Jakarta – Anggota DPR mengatakan subsidi mobil listrik tidak tepat sasaran, dan seharusnya diprioritaskan untuk transportasi publik. Waktu pemberian subsidi saat nilai tukar rupiah rendah juga dinilai tidak tepat.
Anggota Komisi VII DPR, Mulyanto menyayangkan subsidi kendaraan listrik justru diberikan pada pemilik kendaraan perorangan pribadi. “Kita menolak subsidi untuk membeli barang mewah orang kaya,” ujarnya.
Lebih lanjut, menurutnya, sangat tidak tepat subsidi kendaraan listrik ini justru diberikan di saat terjadi penurunan nilai tukar rupiah terhadap harga minyak mentah dunia. Dalam sidang paripurna DPR pekan lalu, pemerintah menyampaikan asumsi makro RAPBN 2024 dengan nilai tukar rupiah terhadap dolar diusulkan sebesar Rp 14.700- Rp 15.300 dan harga minyak mentah (crude) menjadi sebesar USD 75 – USD 85 per barel.
Angka-angka asumsi tersebut sudah jauh di bawah kondisi saat harga BBM bersubsidi dinaikkan pada bulan September 2022, dengan nilai tukar rupiah sebesar Rp 15.500 per dolar AS, sedangkan harga minyak mentah dunia lebih dari USD 110 per barel.

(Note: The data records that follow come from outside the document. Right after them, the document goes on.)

PR #5864, opened 2026-08-06
[Diffusion] Fix DLO DP concurrent request execution

lishunyang12:
## Why

Follow-up to #5764. DLO + AllGather can schedule one request per DP replica, but the multiprocess result path assumed one rank-0 result queue. An invalid or control-flow-incompatible request could fail on one DP replica while another replica entered AllGather, leaving the request wave hung.

This PR is intentionally scoped to DLO/DP request correctness, result routing, IPC, and shared worker lifecycle behavior.

## Architecture

```mermaid
flowchart TB
    U[API / Offline request] --> E[AsyncOmni / DiffusionEngine]
    E --> S[RequestScheduler<br/>Collect up to DP-size requests]
    S --> G{DLO + AllGather<br/>DP wave?}

    G -- No --> N[Normal single-request path]
    G -- Yes --> V[Wave preflight<br/>Shape / CFG / Steps / LoRA<br/>extra_args / non-empty prompt]
    V -- Incompatible --> REJECT[Reject the whole wave<br/>before worker dispatch]
    V -- Compatible --> EX[MultiprocDiffusionExecutor<br/>collective_rpc]
    N --> EX
    EX --> B[Broadcast MessageQueue<br/>same wave_id to every rank]

    subgraph R0[DP replica 0: request A]
        W0[Rank 0<br/>TP primary]
        W1[Rank 1<br/>TP worker]
    end

    subgraph R1[DP replica 1: request B]
        W2[Rank 2<br/>TP primary]
        W3[Rank 3<br/>TP worker]
    end

    B --> W0
    B --> W1
    B --> W2
    B --> W3

    W0 <-->|Layer weight AllGather| W2
    W1 <-->|Layer weight AllGather| W3

    W0 --> Q0[Rank 0 result queue]
    W2 --> Q2[Rank 2 result queue]
    W1 -. Non-primary: no reply .-> NR[Execute only]
    W3 -. Non-primary: no reply .-> NR

    Q0 --> P0[Result pump 0]
    Q2 --> P2[Result pump 2]
    P0 --> C[Future / sync result buffer]
    P2 --> C
    C --> SORT[Sort by dp_rank]
    SORT --> OUT[Return request A and B independently]

    EX -- Wave timeout --> F[_is_failed = True]
    F --> SD[shutdown<br/>single termination owner]
    SD --> CLEAN[Send shutdown<br/>global 15s join]
    CLEAN -->|Survivors| TERM[Terminate survivors<br/>global 5s join]
```

## Out of scope

Per-replica SP communication groups and rank-local mmap sharing are a larger topology redesign and belong in a follow-up. This PR keeps the existing cross-DP AllGather topology, admits only compatible request waves, and fails closed on unforeseen asymmetry. It does not claim the pre-existing DLO memory reduction as a new benefit.

### DIFF
--- a/tests/diffusion/test_ipc_async.py
+++ b/tests/diffusion/test_ipc_async.py
@@ -137,6 +137,29 @@ class TestPackDiffusionOutputShmWithD2hStream:
             d2h_stream=d2h,
         )
 
+    def test_dp_tagged_output_path_with_stream(self, mocker):
+        mock_pack_fields = mocker.patch(
+            "vllm_omni.diffusion.ipc._pack_diffusion_fields",
+        )
+        d2h = mocker.MagicMock()
+        result = DiffusionOutput()
+        tagged = {"dp_rank": 1, "output": result}
+        pack_diffusion_output_shm(tagged, d2h_stream=d2h)
+        mock_pack_fields.assert_called_once_with(result, d2h_stream=d2h)
+
+    def test_rpc_envelope_dp_tagged_output_path_with_stream(self, mocker):
+        mock_pack_fields = mocker.patch(
+            "vllm_omni.diffusion.ipc._pack_diffusion_fields",
+        )
+        d2h = mocker.MagicMock()
+        result = DiffusionOutput()
+        envelope = {
+            "type": "diffusion_rpc_result",
+            "result": {"dp_rank": 1, "output": result},
+        }
+        pack_diffusion_output_shm(envelope, d2h_stream=d2h)
+        mock_pack_fields.assert_called_once_with(result, d2h_stream=d2h)
+
     def test_runner_output_path_with_stream(self, mocker):
         mock_pack_fields = mocker.patch(
             "vllm_omni.diffusion.ipc._pack_diffusion_fields",
--- a/tests/diffusion/test_ipc_async.py
+++ b/tests/diffusion/test_ipc_async.py
@@ -137,27 +137,16 @@ class TestPackDiffusionOutputShmWithD2hStream:
             d2h_stream=d2h,
         )
 
-    def test_dp_tagged_output_path_with_stream(self, mocker):
+    @pytest.mark.parametrize("wrapped_in_rpc_envelope", [False, True])
+    def test_dp_tagged_output_path_with_stream(self, mocker, wrapped_in_rpc_envelope):
         mock_pack_fields = mocker.patch(
             "vllm_omni.diffusion.ipc._pack_diffusion_fields",
         )
         d2h = mocker.MagicMock()
         result = DiffusionOutput()
         tagged = {"dp_rank": 1, "output": result}
-        pack_diffusion_output_shm(tagged, d2h_stream=d2h)
-        mock_pack_fields.assert_called_once_with(result, d2h_stream=d2h)
-
-    def test_rpc_envelope_dp_tagged_output_path_with_stream(self, mocker):
-        mock_pack_fields = mocker.patch(
-            "vllm_omni.diffusion.ipc._pack_diffusion_fields",
-        )
-        d2h = mocker.MagicMock()
-        result = DiffusionOutput()
-        envelope = {
-            "type": "diffusion_rpc_result",
-            "result": {"dp_rank": 1, "output": result},
-        }
-        pack_diffusion_output_shm(envelope, d2h_stream=d2h)
+        value = {"type": "diffusion_rpc_result", "result": tagged} if wrapped_in_rpc_envelope else tagged
+        pack_diffusion_output_shm(value, d2h_stream=d2h)
         mock_pack_fields.assert_called_once_with(result, d2h_stream=d2h)
 
     def test_runner_output_path_with_stream(self, mocker):
--- a/tests/diffusion/test_multiproc_engine_concurrency.py
+++ b/tests/diffusion/test_multiproc_engine_concurrency.py
@@ -276,6 +276,8 @@ class TestRequestModeDispatch:
         def worker():
             request = req_q.get(timeout=2)
             assert "rpc_id" not in request
+            assert request["output_rank"] is None
+            assert request["collect_rank_status"] is False
             wave_id = request["wave_id"]
             for dp_rank in range(2):
                 res_q.put(
@@ -296,6 +298,83 @@ class TestRequestModeDispatch:
         thread.join(timeout=2)
 
         assert [result.error for result in results] == ["0", "1"]
+
+    def test_step_execution_reads_each_dp_primary_result_queue(self):
+        executor, _, _ = _make_executor(num_gpus=4)
+        executor.od_config = SimpleNamespace(
+            step_execution=True,
+            parallel_config=SimpleNamespace(
+                data_parallel_size=2,
+                tensor_parallel_size=2,
+                sequence_parallel_size=1,
+                pipeline_parallel_size=1,
+                cfg_parallel_size=1,
+            ),
+        )
+        request: dict = {}
+        executor._broadcast_mq = SimpleNamespace(enqueue=lambda value: request.update(value))
+
+        def result_queue(dp_rank):
+            return SimpleNamespace(
+                dequeue=lambda timeout=None: {
+                    "dp_rank": dp_rank,
+                    "output": _tagged_output(str(dp_rank)),
+                    "wave_id": request["wave_id"],
+                }
+            )
+
+        non_primary_1 = MagicMock()
+        non_primary_3 = MagicMock()
+        executor._result_mqs = [result_queue(0), non_primary_1, result_queue(1), non_primary_3]
+        executor._result_mq = executor._result_mqs[0]
+
+        results = executor.collective_rpc(
+            "execute_model",
+            unique_reply_rank=None,
+            exec_all_ranks=True,
+        )
+
+        assert [result.error for result in results] == ["0", "1"]
+        non_primary_1.dequeue.assert_not_called()
+        non_primary_3.dequeue.assert_not_called()
+
+    @pytest.mark.parametrize("empty_prompt", ["", {"prompt": ""}])
+    def test_dlo_dp_rejects_empty_prompt_before_worker_dispatch(self, empty_prompt):
+        executor, _, _ = _make_executor(num_gpus=2)
+        executor.od_config = SimpleNamespace(
+            step_execution=False,
+            parallel_config=SimpleNamespace(data_parallel_size=2),
+            enable_distributed_layerwise_offload=True,
+            dlo_use_allgather=True,
+        )
+        executor.collective_rpc = Mock()
+        scheduler_output = _make_sched_output("invalid", "valid")
+        scheduler_output.scheduled_new_reqs[0].req.prompt = empty_prompt
+
+        with pytest.raises(ValueError, match="non-empty prompt"):
+            executor.execute_request(scheduler_output)
+
+        executor.collective_rpc.assert_not_called()
+
+    def test_dlo_dp_valid_wave_still_runs_after_rejected_wave(self):
+        executor, _, _ = _make_executor(num_gpus=2)
+        executor.od_config = SimpleNamespace(
+            step_execution=False,
+            parallel_config=SimpleNamespace(data_parallel_size=2),
+            enable_distributed_layerwise_offload=True,
+            dlo_use_allgather=True,
+        )
+        executor.collective_rpc = Mock(return_value=[_tagged_output("A"), _tagged_output("B")])
+        invalid_wave = _make_sched_output("invalid", "valid")
+        invalid_wave.scheduled_new_reqs[0].req.prompt = ""
+
+        with pytest.raises(ValueError, match="non-empty prompt"):
+            executor.execute_request(invalid_wave)
+
+        result = executor.execute_request(_make_sched_output("A", "B"))
+
+        assert [output.result.error for output in result.runner_outputs] == ["A", "B"]
+        executor.collective_rpc.assert_called_once()
 
 
 # ───────────────── concurrent collective RPC ─────────────────
--- a/tests/diffusion/test_multiproc_engine_concurrency.py
+++ b/tests/diffusion/test_multiproc_engine_concurrency.py
@@ -376,6 +376,86 @@ class TestRequestModeDispatch:
         assert [output.result.error for output in result.runner_outputs] == ["A", "B"]
         executor.collective_rpc.assert_called_once()
 
+    def test_dlo_dp_allows_shared_default_denoise_steps(self):
+        executor, _, _ = _make_executor(num_gpus=2)
+        executor.od_config = SimpleNamespace(
+            step_execution=False,
+            parallel_config=SimpleNamespace(data_parallel_size=2),
+            enable_distributed_layerwise_offload=True,
+            dlo_use_allgather=True,
+        )
+        executor.collective_rpc = Mock(return_value=[_tagged_output("A"), _tagged_output("B")])
+        scheduler_output = _make_sched_output("A", "B")
+        for new_req in scheduler_output.scheduled_new_reqs:
+            new_req.req.sampling_params.num_inference_steps = None
+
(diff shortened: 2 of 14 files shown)


hsliuustc0106:
@yuanheng-zhao @asukaqaq-s PTAL

vllm_omni/diffusion/worker/diffusion_worker.py
```diff
@@ -925,6 +928,40 @@ def _async_output_loop(self):
                     )
                 )
 
+    def shutdown(self) -> None:
```
yuanheng-zhao, line 933: Is this aiming for DLO scenarios or common cases

vllm_omni/diffusion/ipc.py
```diff
@@ -109,6 +106,45 @@ def _pack_tensor_if_large(
     return val
 
 
+def _ndarray_to_shm(array: np.ndarray) -> dict[str, Any]:
```
yuanheng-zhao, line 130: This func quite similar to `_tensor_to_shm`. Better merge or adapt

vllm_omni/diffusion/ipc.py
```diff
@@ -109,6 +106,45 @@ def _pack_tensor_if_large(
...
+        "name": shm.name,
+        "shape": list(array.shape),
+        "numpy_dtype": str(array.dtype),
+        "nbytes": array.nbytes,
+    }
+    shm.close()
+    return handle
+
+
+def _ndarray_from_shm(handle: dict[str, Any]) -> np.ndarray:
```
yuanheng-zhao, line 137: Please check the impl and usage of `_tensor_from_shm`

vllm_omni/diffusion/worker/diffusion_worker.py
```diff
@@ -925,6 +928,40 @@ def _async_output_loop(self):
...
+        """Stop background work and release worker-owned IPC resources."""
+        self._running = False
+
+        if self._async_output_queue is not None:
+            self._async_output_queue.put(None)
+        if self._async_output_thread is not None:
+            self._async_output_thread.join(timeout=10)
```
yuanheng-zhao: nit: Better find a place to hold configs such like `XX_JOIN_TIMEOUT_S=XXX` rather than magic #`timeout=10`

hsliuustc0106 (changes requested):
I reproduced the main DLO/DP fix on head `e656fc3a` with MiniMax-H3 FL2VA, vLLM 0.26.0, PyTorch 2.11.0+cu130, and 2x L20X (the PR reports 2x B300). I used the PR topology and `enforce_eager=True` because the execution mode is not stated.

The functional results are good:
- the empty+valid wave rejected both requests in 5.8–6.1 ms and named the empty request ID;
- the next DP2 wave in the same engine completed in 31.6–34.5 s;
- both outputs matched `[124, 768, 1344, 3]` video and `[1, 2, 165600]` audio, with different frame hashes;
- the seven changed test modules passed (`138 passed`).

However, the clean-shutdown claim did not reproduce. Both full E2E runs logged:

```text
[AsyncOmniEngine] Orchestrator did not stop within 30.0 seconds; continuing cleanup
[AsyncOmniEngine] Deferring StageRuntime shutdown until the Orchestrator exits
resource_tracker: There appear to be 1 leaked shared_memory objects to clean up at shutdown
```

The second run closed the asyncio loop and released output references before synchronous shutdown, with the same result.

Please address this before marking the PR ready:
1. Make the real MiniMax-H3 DP2 lifecycle exit without the orchestrator timeout, deferred StageRuntime shutdown, or leaked shared memory.
2. Add a multiprocess lifecycle regression that transfers a large nested NumPy result through the per-worker queues and asserts result pumps, worker processes, and shared-memory resources are gone after shutdown. The current mock-only shutdown tests do not cover this failure.
3. Publish the exact two-GPU E2E script/command, environment, and execution mode, and rerun it with complete shutdown logs. Since `WorkerProc.shutdown()` is shared code, please also validate an ordinary non-DLO request-mode case.
4. Clarify the “before” revision: the literal parent `48298030` rejects this DP2 configuration during initialization, while the archived force-pushed head `64b19970` does reproduce the >115 s hang.

The deadlock prevention works, but the lifecycle behavior claimed by this PR is not clean yet.

vllm_omni/diffusion/executor/multiproc_executor.py
```diff
@@ -424,6 +456,12 @@ def execute_request(self, scheduler_output: DiffusionSchedulerOutput) -> BaseRun
                     "share identical extra_args. Different extra_args can change "
                     "the forward schedule and cause AllGather deadlock."
                 )
+            empty_prompt_ids = [nr.request_id for nr in new_reqs if _is_empty_dp_prompt(nr.req.prompt)]
```
asukaqaq-s, line 486: Currently, we only check step and extra_args. Do we also need to check CFG (= 1 or ≠ 1), which may cause the number of execution steps to differ? Another potential issue is that different shapes or token lengths may cause the batch to wait for the slowest sample._

asukaqaq-s:
Should DLO be restricted to a single replica? For multi-GPU SP:

```text
DP replica 0:
  SP ranks [0,1,2,3] → request A
  Weight AllGather within the SP group

DP replica 1:
  SP ranks [4,5,6,7] → request B
  Weight AllGather within the SP group
```

We would disable AllGather across DP replicas and only allow co-located replicas to share CPU memory via `mmap` to the same directory. Otherwise, all DP replicas on the node must process identical token requests, making asynchronous request handling difficult.

The communication topology must be configured accordingly. For eight GPUs with `DP=2` and `SP=4`, create two communication groups, each with a group size of four.

The original approach is more suitable for offline batch inference:

```text
SP/TP groups (model parallelism for one request):
  [0,1,2,3] → request A
  [4,5,6,7] → request B

DP peer groups (same SP/TP coordinate across replicas):
  [0,4] → AllGather
  [1,5] → AllGather
  [2,6] → AllGather
  [3,7] → AllGather
```

Requests A and B may require kernel-level padding to ensure identical shapes; otherwise, the cross-replica AllGather introduces many synchronization points.

david6666666:
The request batching mechanism within the request queue should ideally be configurable to accommodate various request scenarios.

image

david6666666:
before:
image

after:
image

vllm_omni/diffusion/worker/diffusion_worker.py
lishunyang12: Addressed in e55738af: the magic value is now the named module constant `_ASYNC_OUTPUT_THREAD_JOIN_TIMEOUT_S = 10.0`.

vllm_omni/diffusion/ipc.py
lishunyang12: Addressed in e55738af. Tensor and NumPy serialization now share `_array_to_shm`; the tensor wrapper only normalizes the dtype marker. This removes the duplicated shared-memory allocation/copy/metadata logic.

vllm_omni/diffusion/worker/diffusion_worker.py
lishunyang12: This is common request-mode lifecycle cleanup, not DLO-only. In e55738af I named the join timeout (`_ASYNC_OUTPUT_THREAD_JOIN_TIMEOUT_S`) and added a real spawn-based per-worker result-queue regression. DLO/DP makes the lifecycle issue easier to trigger, but the shutdown path remains shared by all request-mode workers.

vllm_omni/diffusion/ipc.py
lishunyang12: Addressed in e55738af. Both deserializers now use `_array_from_shm`, which attaches, copies, closes, and unlinks the segment in one place; `_tensor_from_shm` additionally restores the torch dtype. The new spawn-based test round-trips nested NumPy outputs through two worker-owned queues and verifies every SHM name is gone afterward.

vllm_omni/diffusion/executor/multiproc_executor.py
lishunyang12: Addressed in e55738af by reusing the complete scheduler sampling-compatibility key before DP dispatch. It covers output shape, CFG mode/value, denoise steps/sigmas, output count, and LoRA, while `extra_args` is still checked separately. Different prompt token lengths remain valid: ranks execute independent requests and only need an identical collective schedule, not identical compute time. A bounded DP-wave timeout now fails closed if an unforeseen asymmetric path still occurs. Tests cover mismatched steps, CFG, and width being rejected before dispatch, plus valid shared defaults (`num_inference_steps=None`).

lishunyang12:
Addressed the review feedback in `e55738af` and `84a05548`.

@hsliuustc0106:

1. Lifecycle: shutdown now closes the diffusion engine before waiting for dispatch tasks. Worker joins use one global 15-second deadline, followed by termination of all survivors and one global 5-second grace deadline. The previous code could spend the full timeout once per worker.
2. Multiprocess regression: `test_spawned_per_worker_queues_release_nested_numpy_shm` starts two real spawn children, creates one production queue and result pump per worker, transfers nested video/audio NumPy arrays through SHM, shuts down pumps, queues, and workers, then asserts every child exited and every SHM name is gone. The seven focused modules now report `145 passed` with no `resource_tracker` warning.
3. Reproduction: `examples/offline_inference/minimax_h3/dlo_dp2_lifecycle.py` now provides the exact two-GPU `dlo-dp2` and ordinary non-DLO TP2 `request` modes. The PR body contains the complete environment and commands, and explicitly states `enforce_eager=True`.
4. Baseline: the PR body now distinguishes literal parent `48298030`, which rejects the configuration, from archived head `64b19970`, which reproduces the greater-than-115-second hang.

@david6666666 request admission waiting is now configurable as requested. `request_batch_max_wait_ms=0` remains zero and disables waiting; a nonzero value such as the runner value of 500 ms explicitly enables coalescing.

@asukaqaq-s I agree that per-replica SP groups plus rank-local mmap sharing are the cleaner long-term topology. That redesign is intentionally out of this DP correctness PR. The current cross-DP AllGather path now accepts only requests with a complete matching scheduler compatibility key and fails closed on a partial-wave timeout, so an uncertain process group is never reused.

lishunyang12:
DCO follow-up: the two review-fix commits were rewritten only to add the required `Signed-off-by` trailers. Code content is unchanged.

- `e55738af` is now `b7c59afa`
- `84a05548` is now `74d35ffa`

The PR description has been updated to the signed hashes.

lishunyang12:
Target-GPU rerun is now complete on head `2d190bf6` using 2x B300, vLLM 0.26.0, PyTorch 2.11.0+cu130, `CUDNN_ATTN`, and `enforce_eager=True`.

The first current-head run exposed a real lifecycle regression: both ordinary TP2 and DLO/DP2 generated successfully, but `engine.close()` returned with both workers alive. The root cause was the interaction between two states: the orchestrator pre-marks `client._shutting_down = True` to suppress false death reports, while the new idempotence guard returned immediately when it saw that pre-mark. Consequently, the actual `DiffusionEngine.close()` was skipped.

Commit `2d190bf6` separates shutdown-in-progress from shutdown-completed and serializes teardown. Added regression coverage verifies that an orchestrator-pre-marked client still closes the engine and that a second shutdown remains idempotent.

Post-fix GPU results:

- Ordinary non-DLO TP2: generation 19.296 s, shutdown 4.848 s, `active_children=[]`.
- DLO AllGather DP2: empty+valid wave rejected both requests in 0.005 s; the same engine completed two recovery requests in 26.937 s; shutdown 14.204 s; `active_children=[]`.
- Both modes produced video `[124, 768, 1344, 3]` and audio `[1, 2, 165600]`.
- Both logs contain worker `Shutdown complete`; neither contains orchestrator timeout, deferred StageRuntime shutdown, unexpected worker death, `resource_tracker`, or leaked shared memory.
- The DLO log tracebacks are the intentionally injected empty-prompt wave and are followed by successful same-engine recovery plus exit status 0.

Focused CPU regression: `108 passed`; inline-client module: `11 passed`; Ruff and `git diff --check` pass.

@hsliuustc0106 PTAL when convenient.

vllm_omni/diffusion/executor/multiproc_executor.py
```diff
@@ -369,6 +411,29 @@ def _monitor() -> None:
...
+        logger.error(
+            "DLO DP collective wave timed out after %.1fs; terminating all workers: %s",
+            _DLO_DP_WAVE_TIMEOUT_S,
+            exc,
+        )
+        self._is_failed = True
+        for process in self._processes:
+            if process.is_alive():
+                process.terminate()
+        self.shutdown()
```
yuanheng-zhao: nit: redundant terminates (another one in `self.shutdown()`)

Consider letting `shutdown()` own termination and only setting `_is_failed` here.

tests/diffusion/test_ipc_async.py
```diff
@@ -137,6 +137,29 @@ def test_rpc_envelope_path_with_stream(self, mocker):
...
+            "vllm_omni.diffusion.ipc._pack_diffusion_fields",
+        )
+        d2h = mocker.MagicMock()
+        result = DiffusionOutput()
+        envelope = {
+            "type": "diffusion_rpc_result",
+            "result": {"dp_rank": 1, "output": result},
+        }
+        pack_diffusion_output_shm(envelope, d2h_stream=d2h)
+        mock_pack_fields.assert_called_once_with(result, d2h_stream=d2h)
```
yuanheng-zhao: These two tests are nearly duplicated

tests/diffusion/test_multiproc_engine_concurrency.py
```diff
@@ -297,6 +299,163 @@ def worker():
...
+                    "dp_rank": dp_rank,
+                    "output": _tagged_output(str(dp_rank)),
+                    "wave_id": request["wave_id"],
+                }
+            )
+
+        non_primary_1 = MagicMock()
+        non_primary_3 = MagicMock()
+        executor._result_mqs = [result_queue(0), non_primary_1, result_queue(1), non_primary_3]
+        executor._result_mq = executor._result_mqs[0]
```
yuanheng-zhao: I think this test is weak, for it already assumes and constructs the dp primary ranks are 0 and 2.

yuanheng-zhao (commented):
Generally LGTM

tests/diffusion/test_ipc_async.py
lishunyang12: Yep, folded them into one parametrized test in 07fc831e.

tests/diffusion/test_multiproc_engine_concurrency.py
lishunyang12: Good point — the test now makes every rank queue viable and checks multiple TP/SP/PP/CFG layouts in 07fc831e.

vllm_omni/diffusion/executor/multiproc_executor.py
lishunyang12: Good catch — fixed in 07fc831e, shutdown() owns worker termination now.

lishunyang12:
Addressed all latest inline review feedback.

vllm_omni/diffusion/executor/multiproc_executor.py
lishunyang12: Good point. For a DLO+DP AllGather wave, the preflight now reuses `RequestBatchSamplingParamsKey`, so shape (height/width/frames), CFG/guidance values, denoise schedule, output count, LoRA, and `extra_args` must match exactly; prompt text/token length and seed/generator may differ. H3 is CFG-distilled and always runs one transformer forward per step, so CFG does not alter its collective count, while different token lengths are allowed and only add a straggler/perf cost because they do not change the DLO AllGather sequence.

hsliuustc0106:
LGTM

hsliuustc0106 (approved):

nannaer:
The blog says DLO uses weight sharding + AllGather to avoid the N × model_size host-memory overhead across ranks. If I enable TP, each TP rank already owns only a shard of the model weights. Does TP already solve this host-memory issue? If so, when would DLO still be preferable to simply using TP + regular layerwise offload? @lishunyang12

Dengan berkurangnya beban anggaran untuk subsidi BBM di tahun 2024, ia meminta pemerintah tetap mengalokasikan selisih anggaran tersebut untuk subsidi BBM sehingga harga BBM bersubsidi dapat diturunkan baik untuk solar maupun Pertalite.
“Jangan selisih anggaran dari penurunan harga minyak dunia di atas digunakan untuk mensubsidi mobil listrik,” kata Mulyanto.
Selain itu, Pemerintah diminta segera menerapkan pembatasan distribusi BBM bersubsidi agar tidak digunakan untuk mobil mewah. Ditegaskannya hakikat subsidi adalah diberikan untuk mereka yang kurang mampu dalam rangka meningkatkan daya beli mereka. (Hartatik)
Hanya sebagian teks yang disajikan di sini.